はじめに
以前作成したこちらのUI5アプリを今も活用しているのですが、BTPのトライアルアカウントで実行しているため、3か月ごとに新しいアカウントにデプロイしなおす必要があります。
ターミナルからデプロイしてもよいのですが、GitHub Actionsを使ってボタン1つでデプロイできるようにしてみました。
※当記事で作成したワークフローはほとんど、以下のブログを参考にしています
ワークフローの作成
プロジェクトのルートディレクトリに以下の構成でディレクトリとファイルを作成します。deploy.ymlのファイル名は何でも構いません。
.github
└── workflows
└── deploy.yml
deploy.ymlの中身は以下のようになっています。プロジェクトをビルドし、Cloud Foundryにデプロイするだけのシンプルなワークフローです。
name: Deploy
on: workflow_dispatch
jobs:
build:
runs-on: ubuntu-latest
steps:
- uses: actions/checkout@v3
- name: Setup Node.js environment
uses: actions/setup-node@v4
with:
node-version: 20
- name: Install MTA Build tool
run: npm install -g mbt
- name: Install dependency
run: npm install
- name: Build MTA
run: mbt build -p cf -t mta_archives --mtar mta.tar
- name: Upload Artifact
uses: actions/upload-artifact@v4
with:
name: mta
path: ./mta_archives/mta.tar
deploy:
needs: build
runs-on: ubuntu-latest
steps:
- name: Download Artifact
uses: actions/download-artifact@v4
with:
name: mta
path: ./
- name: Deploy to Cloud Foundry
uses: miyasuta/cf-cli-action@master
with:
cf_api: ${{ vars.CF_API }}
cf_username: ${{ secrets.CF_USER }}
cf_password: ${{ secrets.CF_PASSWORD }}
cf_org: ${{ vars.CF_ORG }}
cf_space: ${{ vars.CF_SPACE }}
command: deploy ./mta.tar
ワークフローの説明
buildジョブ
-
on: workflow_dispatch
: マニュアルでワークフローを起動したときに実行されるように設定しています。リモートリポジトリにプッシュしたときに動かしたい場合は"push"イベントを指定します。複数イベントを指定することも可能です。(参考:Events that trigger workflows) -
run: mbt build -p cf -t mta_archives --mtar mta.tar
: ビルドするときにmtarに"mta.tar"とジェネリックな名前を指定しています。このため、このワークフローは他のプロジェクトでもそのまま使用可能です。
deployジョブ
-
uses: miyasuta/cf-cli-action@master
: Cloud Foudnry CLIを実行するためのアクションです。参考にしたワークフローではguerric-p/cf-cli-actionを使用していたのですが、使用しているCloud Foudnry CLIのバージョンが低いため警告が出ており、cf deployコマンドも使えない状態でした。
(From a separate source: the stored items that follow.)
PR #451, opened 2019-02-28
Fix trove job errors

h00130372:
Fix trove job errors with several changes:
1. trovestack scripts can not run as root
2. change path of devstack src to /opt/stack/new/devstack
3. change dest path of trove to /opt/stack/new/trove
4. change owner of files in directory of /opt/stack
   and /etc/trove to support running tox -etrovestack
5. there is an error of trove upstream when exec tox -etrovestack,
   which hard code of /opt/stack/trove/test-upper-constraints.txt
   in tox.ini, change it to
   {toxinidir}/stack/trove/test-upper-constraints.txt

Closes: theopenlab/openlab#183

### DIFF
--- a/playbooks/terraform-provider-openstack-acceptance-test-trove/run.yaml
+++ b/playbooks/terraform-provider-openstack-acceptance-test-trove/run.yaml
@@ -6,12 +6,16 @@
       enable_services:
         - 'trove'
     - install-devstack
+
+- hosts: all
   tasks:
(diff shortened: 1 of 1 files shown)


liu-sheng:
this should still need debuging, I prefer we'd better to mark PR `WIP` if still need to testing. to be standardize the process, we'd better make sure the jobs ok before merging PR.

PR #472, opened 2019-03-20
Support kubernetes version for minikube start

h00130372:
Add a parameter "kubernetes_version" for
role create-single-k8s-cluster-with-minikube to
support specify k8s version if needed.

Related: theopenlab/openlab#213

### DIFF
--- a/zuul.d/jobs.yaml
+++ b/zuul.d/jobs.yaml
@@ -1089,23 +1089,28 @@
       - orange_credentials
 
 - job:
-    name: spark-integration-test-kubeadm-k8s
+    name: spark-integration-test-kubeadm-k8s-v1.14.0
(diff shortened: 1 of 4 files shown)


h00130372:
recheck

zuul.d/jobs.yaml
```diff
@@ -1089,20 +1089,24 @@
       - orange_credentials
 
 - job:
-    name: spark-integration-test-kubeadm-k8s
+    name: spark-integration-test-kubeadm-k8s-latest
```
kiwik: please pin to release `v1.13.4`

h00130372: will pin to the latest release v1.14.0

PR #473, opened 2019-03-21
Update jobs naming notations

kiwik:
- Add version option
- Add kubernetes backend example

Related-Bug: theopenlab/openlab#188


kiwik:
> just remembered that we have discussed do not add version num in jobs name. and I have changed all the jobs with version number in name..

@liu-sheng The `version` is backend version, like: OpenStack Mitaka, Pike, Ocata and Kubernetes 1.10, 1.11, 1.12, it's not project version

PR #478, opened 2019-03-22
Check for branch master before docker push

mrhillsman:
Until a better solution is determined we can check
for the zuul.branch variable to determine whether
we should push images to docker. This will resolve
https://github.com/theopenlab/openlab/issues/223

### DIFF
--- a/playbooks/cloud-provider-openstack-acceptance-test-e2e-conformance/run.yaml
+++ b/playbooks/cloud-provider-openstack-acceptance-test-e2e-conformance/run.yaml
@@ -127,36 +127,28 @@
     - name: Run image build and publish for cloud-provider-openstack
       shell:
         cmd: |
-          # NOTE(flaper87): Export these variables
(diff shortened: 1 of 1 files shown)


playbooks/cloud-provider-openstack-acceptance-test-e2e-conformance/run.yaml
```diff
@@ -127,37 +127,29 @@
...
-          export VERSION=latest
-
-          set -x
-          set -e
-          set -o pipefail
-
-          if [ '{{ zuul.pipeline }}' != 'periodic' ]; then
-              exit 0;
+          if [ '{{ zuul.pipeline }}' == 'periodic' ] && [ '{{ zuul.branch }}' == 'master' ]; then
+            export LOG_DIR='{{ k8s_log_dir }}'
```
mrhillsman: Adding this because export does not make variables available across playbooks when executable is used; it creates a new shell session.

PR #482, opened 2019-03-29
Update KIND to new pipeline format and add cloud-provider-openstack 1.14

mrhillsman:


liu-sheng:
+1 for moving the periodic jobs into new periodic pipelines, that make we can make the load more effective. sorry, I was missing discussion before. Keivin is working on re factoring the galaxy role to make things more simplier ASAP.

zuul.d/projects.yaml
```diff
@@ -37,10 +37,10 @@
             branches: master
         - spark-integration-test-minikube-k8s:
             branches: master
-            
+
 - project:
     name: kubernetes-sigs/kind
-    periodic:
+    periodic-0/12:
```
kiwik: How about putting kind periodic jobs into `periodic-2/14` pipeline? there are less jobs in `periodic-2/14`， we hope to split all of periodic jobs into each pipeline as evenly as possible.

https://docs.openlabtesting.org/publications/contributors/development-guide#periodic-job-and-pipeline-schedule

zuul.d/projects.yaml
```diff
@@ -137,7 +137,7 @@
 
 - project:
     name: kubernetes-sigs/kind
-    periodic:
+    periodic-6/18:
```
kiwik: Why kind jobs have to be triggered 4 times in one day? for most of projects, 2 times is enough

PR #483, opened 2019-03-29
Add a job for checking labkeeper deployment(allinone)

liu-sheng:
Related: # theopenlab/openlab#217

### DIFF
--- a/playbooks/labkeeper-allinone-deployment-test/run.yaml
+++ b/playbooks/labkeeper-allinone-deployment-test/run.yaml
@@ -1,0 +1,37 @@
+- hosts: all
+  tasks:
+    - name: install required packages
+      become: true
+      shell: |
+        apt update -y
+        apt install python python-pip python3 python3-pip kpartx qemu-utils curl python-yaml \
+            debootstrap libffi-dev libssl-dev -y
+        pip install ansible
+      args:
+        executable: /bin/bash
+
+    - name: Prepare ubuntu user for running labkeeper
+      become: yes
+      no_log: yes
+      shell: |
+        useradd -m -d /home/ubuntu -s /bin/bash ubuntu
+        echo ubuntu:ubuntu | chpasswd
+        su - ubuntu -c "
+            ssh-keygen -f /home/ubuntu/.ssh/id_rsa -t rsa -N ''
+            cat /home/ubuntu/.ssh/id_rsa.pub > /home/ubuntu/.ssh/authorized_keys
+        "
+      args:
+        executable: /bin/bash
+
+    - name: Run labkeeper functional test
+      shell: |
+        sudo cp /home/ubuntu/.ssh/id_rsa ./openlab.pem
+        sudo chmod 600 openlab.pem
+        sudo chown ubuntu.ubuntu openlab.pem
+        export DPLOY_TYPE=test-allinone
+        export ANSIBLE_HOST_KEY_CHECKING=False
+        ansible-playbook playbooks/site.yaml -i inventory/test-allinone.yaml -e \
+            "zuul_user_name=zuul-test zuul_user_group=zuul-test"
+      args:
+        executable: /bin/bash
+        chdir: '{{ zuul.project.src_dir }}'
--- a/playbooks/labkeeper-allinone-deployment-test/run.yaml
+++ b/playbooks/labkeeper-allinone-deployment-test/run.yaml
@@ -33,7 +33,11 @@
         chmod 600 openlab.pem
         chown ubuntu.ubuntu openlab.pem
         echo 'youneverknow' > vault-password.txt
+<<<<<<< HEAD
         # Ansible will not load ansible.cfg automatically because this directory is world writable
+=======
+        # Ansible will not load ansible.cfg autommatically because this directory is world writable
+>>>>>>> rebase with master
         export ANSIBLE_CONFIG=ansible.cfg
         ansible-playbook playbooks/site.yaml -i inventory/test-allinone.yaml -e \
             "zuul_user_name=zuul-test zuul_user_group=zuul-test"
--- a/playbooks/labkeeper-allinone-deployment-test/run.yaml
+++ b/playbooks/labkeeper-allinone-deployment-test/run.yaml
@@ -33,7 +33,7 @@
         chmod 600 openlab.pem
         chown ubuntu.ubuntu openlab.pem
         echo 'youneverknow' > vault-password.txt
-        # Because ansible will not load ansible.cfg automatically because this directory is world writable
+        # Ansible will not load ansible.cfg automatically because this directory is world writable
         export ANSIBLE_CONFIG=ansible.cfg
         ansible-playbook playbooks/site.yaml -i inventory/test-allinone.yaml -e \
             "zuul_user_name=zuul-test zuul_user_group=zuul-test"
--- a/playbooks/labkeeper-allinone-deployment-test/run.yaml
+++ b/playbooks/labkeeper-allinone-deployment-test/run.yaml
@@ -33,7 +33,7 @@
         chmod 600 openlab.pem
         chown ubuntu.ubuntu openlab.pem
         echo 'youneverknow' > vault-password.txt
-        # Because ansible will not load ansible.cfg autommatically because this directory is world writable
+        # Because ansible will not load ansible.cfg automatically because this directory is world writable
         export ANSIBLE_CONFIG=ansible.cfg
         ansible-playbook playbooks/site.yaml -i inventory/test-allinone.yaml -e \
             "zuul_user_name=zuul-test zuul_user_group=zuul-test"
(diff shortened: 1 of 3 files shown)


zuul.d/jobs.yaml
```diff
@@ -1114,3 +1114,10 @@
       Run integration tests of Kubernetes IN Docker against ARM64 architecture
     run: playbooks/kind-integration-test-arm64/run.yaml
     nodeset: ubuntu-xenial-arm64
+
+- job:
+    name: labkeeper-allinone-deployment-test
+    parent: init-test
+    description: |
+      Tru to deploy allinone openlab CI environment with labkeeper
```
Yikun: typo? Try to

zuul.d/jobs.yaml
```diff
@@ -1114,3 +1114,10 @@
       Run integration tests of Kubernetes IN Docker against ARM64 architecture
     run: playbooks/kind-integration-test-arm64/run.yaml
     nodeset: ubuntu-xenial-arm64
+
+- job:
```
Yikun: Just a question: This job doesn't include the `nodeset` section, does it means this job perhaps run any nodes in env? or run in a default nodes?

I just worry about if it run in a CentOS unfortunately, the `apt install` in job would be invaild.

playbooks/labkeeper-allinone-deployment-test/run.yaml
```diff
@@ -0,0 +1,37 @@
...
+        su - ubuntu -c "
+            ssh-keygen -f /home/ubuntu/.ssh/id_rsa -t rsa -N ''
+            cat /home/ubuntu/.ssh/id_rsa.pub > /home/ubuntu/.ssh/authorized_keys
+        "
+      args:
+        executable: /bin/bash
+
+    - name: Run labkeeper functional test
+      shell: |
+        sudo cp /home/ubuntu/.ssh/id_rsa ./openlab.pem
```
Yikun: Does these sudo is necessary? I guess not.

liu-sheng: labkeeper need the openlab.pem, you can see the `ansible.cfg` in labkeeper source code. hah

zuul.d/jobs.yaml
liu-sheng: now the default nodeset is `ubuntu-xenial`, because all the jobs inherits from the `base` job, which defining the nodeset as `ubuntu-xenial`

zuul.d/jobs.yaml
liu-sheng: yes, let me fix :)

zuul.d/jobs.yaml
Yikun: Cool, found it, thanks

[1] https://github.com/theopenlab/openlab-zuul-jobs/blob/master/zuul.d/jobs.yaml#L22

playbooks/labkeeper-allinone-deployment-test/run.yaml
Yikun: I mean these `sudo` : ). After F2F discussion, we can set
```
become: true
```
Good to learn it!

playbooks/labkeeper-allinone-deployment-test/run.yaml
```diff
@@ -0,0 +1,42 @@
...
+    - name: Run labkeeper functional test
+      shell: |
+        set -ex
+        cp /home/ubuntu/.ssh/id_rsa ./openlab.pem
+        chmod 600 openlab.pem
+        chown ubuntu.ubuntu openlab.pem
+        echo 'youneverknow' > vault-password.txt
+        # Because ansible will not load ansible.cfg autommatically because this directory is world writable
+        export ANSIBLE_CONFIG=ansible.cfg
+        ansible-playbook playbooks/site.yaml -i inventory/test-allinone.yaml -e \
```
wangxiyuan: I notice a file `test-allinone-ha.yaml`, how could it be used?

bzhaoopenstack: For now,  the site.yaml is too complex and necessary for allinone deployment right? If add the allinone ha test job in the future, the test-allinone-ha.yaml is just test with the static test env on the otc?

liu-sheng: @wangxiyuan I have tried to add a job for testing allinone HA mode, but just consider it will use 3 nodes once time....

liu-sheng: @bzhaoopenstack it will not test against on any real cloud provider, just testing the deployment process.

playbooks/labkeeper-allinone-deployment-test/run.yaml
```diff
@@ -0,0 +1,42 @@
...
+        executable: /bin/bash
+
+    - name: Run labkeeper functional test
+      shell: |
+        set -ex
+        cp /home/ubuntu/.ssh/id_rsa ./openlab.pem
+        chmod 600 openlab.pem
+        chown ubuntu.ubuntu openlab.pem
+        echo 'youneverknow' > vault-password.txt
+        # Because ansible will not load ansible.cfg autommatically because this directory is world writable
```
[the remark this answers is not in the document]
liu-sheng: thanks, will correct it

playbooks/labkeeper-allinone-deployment-test/run.yaml
```diff
@@ -0,0 +1,42 @@
...
+    - name: install required packages
+      shell: |
+        apt update -y
+        apt install python python-pip python3 python3-pip kpartx qemu-utils curl python-yaml \
+            debootstrap libffi-dev libssl-dev -y
+        pip install ansible
+      args:
+        executable: /bin/bash
+
+    - name: Prepare ubuntu user for running labkeeper
```
h00130372: Could we use become_user to running labkeeper?

zuul.d/projects.yaml
```diff
@@ -4,6 +4,12 @@
       jobs:
         - openlab-zuul-jobs-check
 
+- project:
+    name: theopenlab/labkeeper
```
kiwik: Good idea, thank you @liu-sheng 
@Yikun , how about adding a periodic job to execute labchecker at here in separated PR? just checking and reporting, operator can recover later if issue exists

playbooks/labkeeper-allinone-deployment-test/run.yaml
```diff
@@ -0,0 +1,42 @@
...
+        executable: /bin/bash
+
+    - name: Run labkeeper functional test
+      shell: |
+        set -ex
+        cp /home/ubuntu/.ssh/id_rsa ./openlab.pem
+        chmod 600 openlab.pem
+        chown ubuntu.ubuntu openlab.pem
+        echo 'youneverknow' > vault-password.txt
+        # Because ansible will not load ansible.cfg automatically because this directory is world writable
```
kiwik: Typo: Because ... because ?

zuul.d/projects.yaml
Yikun: I was consider add a periodic job to check, but it seems this job it's a little bit special (if the job means creating new vm + adding openstack provider config + doing the remote cloud provider check):
- This job should have the `cloud.yaml` info( for now we need user type `vault-password.txt` and then decrypt the template file to generate the `cloud.yaml`.
- This job can **only** check the cloud provider related testcase, the check item is limited.

But the alternative way is that:
1. Set the nodepool vm as [static pool](https://zuul-ci.org/docs/zuul/admin/nodepool_static.html), named as ` nodepool-allinone`
2. Add a check job, nodesets is set ` nodepool-allinone`, then the job will only scheduled to the real nodepool node, and this job will check the real nodepool or zuul env.
3. the failed check will be reported to the issue page of OpenLab.

If we do this periodic like above, we will use the `cloud.yaml` in real env, and all items would be checked in real env.

playbooks/labkeeper-allinone-deployment-test/run.yaml
liu-sheng: sure, oh, you mean the ubuntu user ? it  need user with ssh key

playbooks/labkeeper-allinone-deployment-test/run.yaml
liu-sheng: will fix :)

liu-sheng:
oh, sorry,seems I have broken this branch... :(

liu-sheng:
now ok

zuul.d/projects.yaml
Yikun: After F2F discussion:
1. We can add the labchecker call after deploy.
2. We can add the periodic check using crontab.
3. We can add the check to ansible role.

kiwik: @Yikun , exactly, thank you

そこで、guerric-p/cf-cli-actionの元になったリポジトリをforkし、インストールするCF CLIのバージョンを上げたところ、デプロイができるようになりました。残念ながら元のリポジトリは4年ほど前からメンテナンスが止まっているようです。
実行準備
Deployステップで使用する変数、およびシークレットをリポジトリに登録します。
- name: Deploy to Cloud Foundry
uses: miyasuta/cf-cli-action@master
with:
cf_api: ${{ vars.CF_API }}
cf_username: ${{ secrets.CF_USER }}
cf_password: ${{ secrets.CF_PASSWORD }}
cf_org: ${{ vars.CF_ORG }}
cf_space: ${{ vars.CF_SPACE }}
command: deploy ./mta.tar
Settings > Secrets and variables > Actionsから登録します。
Secretsタブで以下を設定します。
- CF_USER: Cloud Foundryのログインユーザ
- CF_PASSWORD: Cloud Foundryのログインパスワード
Variablesタブで以下を設定します。
- CF_API: デプロイ先のCloud FoundryのAPI
- CF_ORG: デプロイ先のCloud Foundry組織
- CF_SPACE: デプロイ先のCloud Foundryスペース
すべてシークレットにしてもよかったのですが、秘密にしたい情報とそうでない情報を分けてみました。新しいトライアルアカウントに変わったときは、Variablesの情報だけ設定し直せばOKです。
ワークフローの実行
"Actions"タブから"Deploy"ワークフローを選択して実行します。
"deploy"ジョブをクリックすると、デプロイ時のログが見えます。
おまけ
ワークフローを定義したymlファイルですが、構文エラーがあってもデプロイしてみないと気づくことができません。actionlintというツールを使うと、開発環境で構文をチェックすることができます。使い方は簡単で、プロジェクトのルートディレクトリで以下のコマンドを実行するだけです(Dockerが必要)。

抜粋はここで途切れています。